(WHAT IS BEING ASKED): Set down the records again. Every word and mark must match exactly.

(Saved entries):
--- START ---
PR #1322, opened 2018-11-20
Fixes #1321 - (ClayCSS) Added new Lexicon Icon `document-pdf`

### LINKED ISSUE #1321: ClayCSS: New Lexicon SVG Icon Document PDF
https://issues.liferay.com/browse/LEXI-460

pat270:
https://issues.liferay.com/browse/LEXI-460


jbalsas:
Hey @pat270, could you also update https://github.com/liferay/clay/tree/master/clayui.com/static/images/icons with the icon, so it properly shows in the documentation? I think we might be missing some already. Could you please consolidate the icons folder so it shows all the currently present icons?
--- END ---
(SOLUTION TO THIS PROBLEM):
PR #1322, opened 2018-11-20
Fixes #1321 - (ClayCSS) Added new Lexicon Icon `document-pdf`

### LINKED ISSUE #1321: ClayCSS: New Lexicon SVG Icon Document PDF
https://issues.liferay.com/browse/LEXI-460

pat270:
https://issues.liferay.com/browse/LEXI-460


jbalsas:
Hey @pat270, could you also update https://github.com/liferay/clay/tree/master/clayui.com/static/images/icons with the icon, so it properly shows in the documentation? I think we might be missing some already. Could you please consolidate the icons folder so it shows all the currently present icons?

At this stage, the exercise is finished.